Another interesting aspect that we have reflected upon during the analysis that we have carried out is the possibility of reducing the small differences that have been found in the SBR values for the two different collimators, for example by modifying the reconstruction parameters, including Chang attenuation correction coefficient; however, this investigation goes beyond the scope of our study but constitutes a starting point for future analysis.

This study has some limitations. First, we selected a large cohort of patients with normal 123I-FP-CIT SPECT, having a wide age range (20–90 years) and a well-balanced gender distribution of 59% women and 41% men. However, there was a prevalence of women aged 60–90 years. This slight difference might have contributed to the different gender-related declines, although only in part since the major difference in SBR values between women and men was found in the 20–39 age group. The gender-related difference is in agreement with some previous studies [19,20,21,22,23] and, as suggested, might be related to higher dopamine transmission or turnover in women than in men due to hormonal effects or to the larger volume of the striatum in men compared with women. Recently, Honkanen et al. [39] indicated the need to implement sex correction in automated analysis software to reduce the risk of false-positive findings for men. This aspect may play an important role not only in the clinical setting to avoid inaccurate diagnoses but also in preclinical and prodromal trials to better identify subjects at risk for degenerative parkinsonism.

Moreover, our local database was established using data from subjects with clinically uncertain parkinsonism. Diagnoses were based on clinical criteria and neurological follow-up of 2–9 years that excluded the presence of degenerative parkinsonism, even if it may be possible that in our local database some subjects might be affected by pre-clinical degenerative conditions. However, the complete overlap between the corrected SBR measures of our local database with those of the PPMI database and the similar distribution across age tend to demonstrate the goodness of our local database.

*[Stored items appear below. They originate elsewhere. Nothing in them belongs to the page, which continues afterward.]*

PR #654, opened 2023-05-20
Limit control voltage to max charge voltage

ogurevich:
in my setup cell voltage still default
i have seen , that control_voltage get sometimes  values above 55.2
Screenshot 2023-05-20 at 19 42 24
Screenshot 2023-05-20 at 19 43 38

.... not sure but it could occurs here. Could you take a look at this change.
thank you.

; --------- Cell Voltages ---------
; Description: Cell min/max voltages which are used to calculate the min/max battery voltage
; Example: 16 cells * 3.45V/cell = 55.2V max charge voltage. 16 cells * 2.90V = 46.4V min discharge voltage
MIN_CELL_VOLTAGE   = 2.900
; Max voltage can seen as absorption voltage
MAX_CELL_VOLTAGE   = 3.450
FLOAT_CELL_VOLTAGE = 3.382
TIME_TO_GO_ENABLE = False

PR #698, opened 2023-06-09
Improve Battery Voltage Handling in Linear Absorption Mode

ogurevich:
This pull request introduces enhancements to the battery voltage management, specifically during the transition to the Linear Absorption mode. The main changes include:

1. Addition of `PENALTY_BUFFER` to the penalty sum calculation: This change ensures that the penalty sum calculation is more accurate, preventing overcharge of any single cell.

2. Resetting `self.max_voltage_start_time` when `voltageSum` falls below the maximum: This change addresses a specific scenario where a single cell's voltage exceeds the maximum while the total battery voltage (`voltageSum`) has not yet reached the maximum. In this case, `voltageSum` can fluctuate around the threshold value just before the start of Linear Absorption mode. By resetting `self.max_voltage_start_time` during a voltage drop, the code can more accurately track the start of the Linear Absorption mode.

These changes aim to improve the accuracy and efficiency of battery voltage management, particularly during the transition to Linear Absorption mode. They should help prevent overcharging of individual cells and ensure a smoother transition to Linear Absorption mode.

### DIFF
--- a/etc/dbus-serialbattery/battery.py
+++ b/etc/dbus-serialbattery/battery.py
@@ -68,7 +68,9 @@ class Battery(ABC):
         self.max_battery_charge_current = None
         self.max_battery_discharge_current = None
         self.has_settings = 0
-
+        self.max_battery_voltage = None
+        self.min_battery_voltage = None
+        
         self.init_values()
 
         # used to identify a BMS when multiple BMS are connected - planned for future use
@@ -203,7 +205,7 @@ class Battery(ABC):
                 self.manage_charge_voltage_step()
         # on CVCM_ENABLE = False apply max voltage
         else:
-            self.control_voltage = round((utils.MAX_CELL_VOLTAGE * self.cell_count), 3)
+            self.control_voltage = round((self.max_battery_voltage), 3)
             self.charge_mode = "Keep always max voltage"
 
     def manage_charge_voltage_linear(self) -> None:
@@ -217,9 +219,7 @@ class Battery(ABC):
         tDiff = 0
         
         PENALTY_BUFFER = 0.010
-        MAX_BATTERY_VOLTAGE = utils.MAX_CELL_VOLTAGE * self.cell_count
-        MIN_BATTERY_VOLTAGE = utils.MIN_CELL_VOLTAGE * self.cell_count
-
+        
         try:
             if utils.CVCM_ENABLE:
                 # calculate battery sum
@@ -239,7 +239,7 @@ class Battery(ABC):
                 if self.max_voltage_start_time is None:
                     # start timer, if max voltage is reached and cells are balanced
                     if (
-                        MAX_BATTERY_VOLTAGE - utils.VOLTAGE_DROP
+                        self.max_battery_voltage - utils.VOLTAGE_DROP
                         <= voltageSum
                         and voltageDiff
                         <= utils.CELL_VOLTAGE_DIFF_KEEP_MAX_VOLTAGE_UNTIL
@@ -260,7 +260,7 @@ class Battery(ABC):
                     if 300 < tDiff:
                         self.allow_max_voltage = False
                         self.max_voltage_start_time = None
-                    if voltageSum < MAX_BATTERY_VOLTAGE - utils.VOLTAGE_DROP:
+                    if voltageSum < self.max_battery_voltage - utils.VOLTAGE_DROP:
                         self.max_voltage_start_time = None
 
             # INFO: battery will only switch to Absorption, if all cells are balanced.
@@ -278,9 +278,9 @@ class Battery(ABC):
                         min(
                             max(
                                 voltageSum - penaltySum,
-                                MIN_BATTERY_VOLTAGE,
+                                self.min_battery_voltage,
                             ),
-                            MAX_BATTERY_VOLTAGE,
+                            self.max_battery_voltage,
                         ),
                         3,
                     )
@@ -305,7 +305,7 @@ class Battery(ABC):
 
             elif self.allow_max_voltage:
                 self.control_voltage = round(
-                    (MAX_BATTERY_VOLTAGE), 3
+                    (self.max_battery_voltage), 3
                 )
                 self.charge_mode = (
                     "Bulk" if self.max_voltage_start_time is None else "Absorption"
@@ -348,9 +348,7 @@ class Battery(ABC):
 
                 if self.max_voltage_start_time is None:
                     # check if max voltage is reached and start timer to keep max voltage
-                    if (
-                        utils.MAX_CELL_VOLTAGE * self.cell_count
-                    ) - utils.VOLTAGE_DROP <= voltageSum and self.allow_max_voltage:
+                    if self.max_battery_voltage - utils.VOLTAGE_DROP <= voltageSum and self.allow_max_voltage:
                         # example 2
                         self.max_voltage_start_time = time()
 
@@ -377,7 +375,7 @@ class Battery(ABC):
                         pass
 
             if self.allow_max_voltage:
-                self.control_voltage = utils.MAX_CELL_VOLTAGE * self.cell_count
+                self.control_voltage = self.max_battery_voltage
                 self.charge_mode = (
                     "Bulk" if self.max_voltage_start_time is None else "Absorption"
                 )
--- a/etc/dbus-serialbattery/battery.py
+++ b/etc/dbus-serialbattery/battery.py
@@ -245,8 +245,6 @@ class Battery(ABC):
         penaltySum = 0
         tDiff = 0
 
-        PENALTY_BUFFER = 0.002
-
         try:
             if utils.CVCM_ENABLE:
                 # calculate battery sum
@@ -259,9 +257,7 @@ class Battery(ABC):
                         if voltage > utils.MAX_CELL_VOLTAGE:
                             # foundHighCellVoltage: reset to False is not needed, since it is recalculated every second
                             foundHighCellVoltage = True
-                            penaltySum += (
-                                voltage - utils.MAX_CELL_VOLTAGE + PENALTY_BUFFER
-                            )
+                            penaltySum += voltage - utils.MAX_CELL_VOLTAGE
 
                 voltageDiff = self.get_max_cell_voltage() - self.get_min_cell_voltage()
 
--- a/etc/dbus-serialbattery/battery.py
+++ b/etc/dbus-serialbattery/battery.py
@@ -241,7 +241,7 @@ class Battery(ABC):
                         <= utils.CELL_VOLTAGE_DIFF_KEEP_MAX_VOLTAGE_UNTIL
                         and self.allow_max_voltage
                     ):
-                        self.max_voltage_start_time = time()
+                        self.max_voltage_start_time = int(time())
 
                     # allow max voltage again, if cells are unbalanced or SoC threshold is reached
                     elif (
@@ -250,7 +250,7 @@ class Battery(ABC):
                     ) and not self.allow_max_voltage:
                         self.allow_max_voltage = True
                 else:
-                    tDiff = time() - self.max_voltage_start_time
+                    tDiff = int(time()) - self.max_voltage_start_time
                     # if utils.MAX_VOLTAGE_TIME_SEC < tDiff:
                     # keep max voltage for 300 more seconds
                     if 300 < tDiff:
--- a/etc/dbus-serialbattery/battery.py
+++ b/etc/dbus-serialbattery/battery.py
@@ -215,6 +215,8 @@ class Battery(ABC):
         voltageSum = 0
         penaltySum = 0
         tDiff = 0
+        
+        PENALTY_BUFFER = 0.010
 
         try:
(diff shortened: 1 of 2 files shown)


etc/dbus-serialbattery/battery.py
```diff
@@ -215,6 +215,10 @@ def manage_charge_voltage_linear(self) -> None:
         voltageSum = 0
         penaltySum = 0
         tDiff = 0
+        
+        PENALTY_BUFFER = 0.010
+        MAX_BATTERY_VOLTAGE = utils.MAX_CELL_VOLTAGE * self.cell_count
+        MIN_BATTERY_VOLTAGE = utils.MIN_CELL_VOLTAGE * self.cell_count
```
mr-manuel, line 221: Maybe it also would make more sense to make the calculations available for all functions in the battery class and round the calculated value like in line 206. What do you think?

ogurevich:
Thank you for your suggestion. You're absolutely right, it makes more sense to make the calculations available for all functions

Mit freundlichen Grüßen/ best regards

Oleg Gurevich

PGP fingerprint: 38A0 D0CC BD23 1707 B0AF  D158 E9D7 6E3F E74A 0B0C

etc/dbus-serialbattery/battery.py
ogurevich: Thank you for your suggestion. You're absolutely right, it makes more sense to make the calculations available for all functions

mr-manuel:
Please make sure, that the GitHub Actions run in your repository. See last checkmark on this page [Add by opening a pull request](https://louisvdw.github.io/dbus-serialbattery/general/supported-bms#add-by-opening-a-pull-request).

Now you are not calculating the min/max battery voltages anymore?

ogurevich:
> Please make sure, that the GitHub Actions run in your repository. See last checkmark on this page [Add by opening a pull request](https://louisvdw.github.io/dbus-serialbattery/general/supported-bms#add-by-opening-a-pull-request).
> 
> Now you are not calculating the min/max battery voltages anymore?

roger, wilco
jkbms_ble.py fails in action flake8, will fix as well...
thx

etc/dbus-serialbattery/battery.py
```diff
@@ -68,6 +68,8 @@ def __init__(self, port, baud, address):
         self.max_battery_charge_current = None
         self.max_battery_discharge_current = None
         self.has_settings = 0
+        self.max_battery_voltage = None
+        self.min_battery_voltage = None
```
mr-manuel, line 72: Now you are not calculating the min/max battery voltages anymore?

ogurevich: Oops, sorry. This is bug, where is the place where these values can be calculated? At this point is still self.cell_count = None (I have to get used to python) Would you please give a tip on where this can be done? Don't the implementations of the BMS do that?

ogurevich:
Screenshot 2023-06-10 at 13 11 12

etc/dbus-serialbattery/battery.py
mr-manuel: No problem. Everyone has to start somewhen :-) I put it in the `init_values()` function, so you so more changes needed.

ogurevich:
thank you 👍

mr-manuel:
Is there a reason why you changed the penalty buffer from `-0.010` to `+0.010` and then to `+0.002`? Has this to do with your screenshot above? Since this should not be changed it should not be needed to declare a costant for this.

This is because the cell voltage is not exactly on `3.450 V`, if the penalty is triggered. The voltage is always a bit higher, therefore we have to add this value. Before the user could add this on his own, but this made the driver more complex, so I choose a mean value from my observations.

grafik

ogurevich:
@init time the value of self.cell_count = None the calculation of max / min  fails in this case

mr-manuel:
You are right. Then `manage_charge_voltage()` is the best place. Have you time to test it?

ogurevich:
yes I do (testing), now the conditions are quite good. The sun is shining ...

ogurevich:
Screenshot 2023-06-10 at 14 29 31
looks good

ogurevich:
Originally it was like this, if the cell voltage was just slightly above the max value (delta < 0.01), the result was a negative value.
This can accumulate with several cells. Later, when we calculate voltageSum - penaltySum, we are above the max_battery_voltage. We roughly prevented that #654 without looking long for the cause. As a constant, I renamed it so that you can see the meaning of this reduction more clearly. Basically we want to reduce the voltage a bit when a cell is above the max value. From this perspective, with this additional value (penalty_buffer) we can lower the tension a little further (i.e. a + )

ogurevich:
some other explanation: let's see on state of master branch: line 216
```
                        # calculate penalty sum to prevent single cell overcharge by using current cell voltage
                        if voltage > utils.MAX_CELL_VOLTAGE:
                            # foundHighCellVoltage: reset to False is not needed, since it is recalculated every second
                            foundHighCellVoltage = True
                            penaltySum += voltage - utils.MAX_CELL_VOLTAGE - 0.010
```
and setting of value in line 259
```
 # Keep penalty above min battery voltage and below max battery voltage
                    self.control_voltage = round(
                        min(
                            max(
                                voltageSum - penaltySum,
                                utils.MIN_CELL_VOLTAGE * self.cell_count,
                            ),
                            utils.MAX_CELL_VOLTAGE * self.cell_count,
                        ),
                        3,
                    )
```
assume our MAX_CELL_VOLTAGE = 3.45 and MAX_BATTERY_VOLTAGE=55.2

Example cells voltages:
cells = [ 
    3.44, 3.448, 3.448, 3.448, 
    3.448, **3.472, 3.452, 3.452, 
    3.452, 3.452, 3.452, 3.452, 
    3.452, 3.452, 3.452, 3.452** ]

**voltageSumm: 55.224**

the overvoltage of cell looks like:
overvoltageOfCells: [0,0,0,0,
0,0.021999999999999797,**0.0019999999999997797,0.0019999999999997797,0.0019999999999997797,0.0019999999999997797,0.0019999999999997797,0.0019999999999997797,0.0019999999999997797,0.0019999999999997797,0.0019999999999997797,0.0019999999999997797**]

the overvoltage of cell[5] has 0.021999999999999797 volt
the rest of them only 0.0019 volt

summOvervoltage: 0.04199 volt
we would like to avoid overvoltage and slightly reduce control voltage 
the value of control_voltage should be lower then voltageSumm: 55.224 

reduced controlVoltage: voltageSumm - summOvervoltage = 55.182

but we calculate penaltySumm with -0.01 
penaltyCells: [0,0,0,0,0,0.011999999999999797,-0.00800000000000022,-0.00800000000000022,-0.00800000000000022,-0.00800000000000022,-0.00800000000000022,-0.00800000000000022,-0.00800000000000022,-0.00800000000000022,-0.00800000000000022,-0.00800000000000022]
and penaltyCellsSumm: **-0.06800000000000242**

so we set
self.control_voltage = voltageSum - penaltySum = 55.2919 that is more then we would like to set.
On you graph at 16:40 the some cells get overloaded. The negativ penaltySumm is the cause in this case.

here is some example in JS for this calculation
```
const MAX_CELL_VOLTAGE = 3.45;
// const cells = [ 3.45, 3.45, 3.45, 3.45, 3.45, 3.45, 3.45, 3.45, 3.45, 3.45, 3.45, 3.45, 3.45, 3.45, 3.45, 3.45 ]
const cells = [ 
    3.44, 3.448, 3.448, 3.448, 
    3.448, 3.472, 3.452, 3.452, 
    3.452, 3.452, 3.452, 3.452, 
    3.452, 3.452, 3.452, 3.452 ];
console.log("cellVoltage: %s", JSON.stringify(cells));
    
const MAX_BATTERY_VOLTAGE = cells.length * MAX_CELL_VOLTAGE;
console.log("MAX_BATTERY_VOLTAGE: %s", MAX_BATTERY_VOLTAGE);

const voltageSumm = cells.reduce( (accumulator, currentValue) => accumulator + currentValue, 0 );    
console.log("voltageSumm: %s", voltageSumm);

const overvoltageCells = cells.map( cellVoltage => cellVoltage > MAX_CELL_VOLTAGE?cellVoltage-MAX_CELL_VOLTAGE: 0);
console.log("overvoltageOfCells: %s", JSON.stringify(overvoltageCells));

const summOvervoltage = overvoltageCells.reduce( (accumulator, cellOvervoltage) => accumulator + cellOvervoltage, 0 ); 
console.log("summOvervoltage: %s", summOvervoltage);
console.log("reduced controlVoltage: voltageSumm - summOvervoltage = %s", voltageSumm - summOvervoltage);

const penaltyCells = overvoltageCells.map( overvoltageCell => overvoltageCell > 0?overvoltageCell - 0.01: 0);
console.log("penaltyCells: %s", JSON.stringify(penaltyCells));

const penaltyCellsSumm = penaltyCells.reduce( (accumulator, cellPenalty) => accumulator + cellPenalty, 0 ); 
console.log("penaltyCellsSumm: %s", penaltyCellsSumm);

const penaltySum = overvoltageCells.reduce( (accumulator, cellOvervoltage) => 
    cellOvervoltage > 0?(accumulator + cellOvervoltage - 0.01):accumulator, 0 ); 
console.log("penaltySum: %s", penaltySum);

console.log(" self.control_voltage = voltageSum - penaltySum = %s", voltageSumm  - penaltySum);
```
I thought that we wanted to use penalty_buffer to lower the voltage a little further, so there must be a "+0.01". That was the reason for changing from - to +

I suggest we drop the penalty_buffer

P.S. on your graph at 15:20 the max charge voltage 62v but starting at 16:47 algorithm increased  charge voltage.

etc/dbus-serialbattery/battery.py
```diff
@@ -272,12 +278,14 @@ def manage_charge_voltage_linear(self) -> None:
...
                         self.allow_max_voltage = True
                 else:
-                    tDiff = time() - self.max_voltage_start_time
+                    tDiff = int(time()) - self.max_voltage_start_time
                     # if utils.MAX_VOLTAGE_TIME_SEC < tDiff:
                     # keep max voltage for 300 more seconds
                     if 300 < tDiff:
                         self.allow_max_voltage = False
                         self.max_voltage_start_time = None
+                    if voltageSum < self.max_battery_voltage - utils.VOLTAGE_DROP:
```
mr-manuel, line 287: Please add a comment for what this check is

etc/dbus-serialbattery/battery.py
```diff
@@ -312,17 +320,20 @@ def manage_charge_voltage_linear(self) -> None:
...
-                self.control_voltage = round(
-                    (utils.MAX_CELL_VOLTAGE * self.cell_count), 3
-                )
+                self.control_voltage = round(self.max_battery_voltage, 3)
                 self.charge_mode = (
-                    "Bulk" if self.max_voltage_start_time is None else "Absorption"
+                    # "Bulk" if self.max_voltage_start_time is None else "Absorption"
+                    "Bulk"
+                    if self.max_voltage_start_time is None
+                    else "Absorption" + "(tDiff: " + str(tDiff) + ")"
```
mr-manuel, line 336: This was only for debugging?

ogurevich: yes i was a "debug", ... will fix back

etc/dbus-serialbattery/battery.py
ogurevich: if battery get almost full charged, the charge_mode toggles back and forth  bulk dynamic and absorption dynamic. Activation of absorption (dynamic) starts timer max_voltage_start_time but
does not reset it wenn battery left absorption (dynamic) and goes to bulk (dynamic) 

This means that if the battery jumps back into absorption (dynamic), the cell will still run with the old value. 

If we left absorption (dynamic) ----> voltageSum < self.max_battery_voltage - utils.VOLTAGE_DROP
we always reset  max_voltage_start_time

This debug output illustrated it.

it means 
with # + str(tDiff) in mode 
```
self.charge_mode = (
                    "Bulk dynamic"
                    # + " (vS: "
                    # + str(round(voltageSum, 2))
                    # + " - pS: "
                    # + str(round(penaltySum, 2))
                    # + ")"
                    if self.max_voltage_start_time is None
                    else "Absorption dynamic"
                    # + "(vS: "
                    # + str(round(voltageSum, 2))
                    # + " tDiff: "
                    # + str(tDiff)
                    # + " pS: "
                    # + str(round(penaltySum, 2))
                    # + ")"
                )
```
.....
Resetting self.max_voltage_start_time when voltageSum falls below the maximum: This change addresses a specific scenario where a single cell's voltage exceeds the maximum while the total battery voltage (voltageSum) has not yet reached the maximum. In this case, voltageSum can fluctuate around the threshold value just before the start of Linear Absorption mode. By resetting self.max_voltage_start_time during a voltage drop, the code can more accurately track the start of the Linear Absorption mode.
.....

etc/dbus-serialbattery/battery.py
ogurevich: fix pushed

mr-manuel:
Thanks for helping to improve the driver!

Finally, to harmonize the differences in performance between HR-PH and UHR-FB collimators we performed a phantom study using the same camera model. In this way, differences in performance between the SPECT cameras used for our local database and for PPMI database are not incorporated into the correction factor so determined and, as a result, the corrected measures for our local database could be over- or underestimated. Tossici-Bolt et al. [15] examined the camera/collimator performance of 17 SPECT systems and found that the underestimation of the measured SBR ratios with attenuation correction varied between 11 and 31% with a higher difference in inter-system performance of 22%. Therefore, it is possible that the remaining differences in performance between SPECT systems used for local database and the PPMI database may not lead to substantial changes in the data. In any case, the true correction factor being a multiplicative factor would have no effect on the variability of the corrected SBR measures and on the variations according to age or gender found in our local database.

Conclusion

This study provides a large local database of 123I-FP-CIT SPECT using UHR-Fan Beam collimators having age-related distribution comparable to that of healthy subjects of the PPMI database. Our quantitative results obtained with OSEM reconstruction and attenuation correction show that UHR-Fan Beam collimators provide reduced variability of the SBR measures compared to HR parallel-hole collimators. We expect that using compensation procedures for scatter and/or other degrading factors, the variability in SBR may be reduced to less than 10%.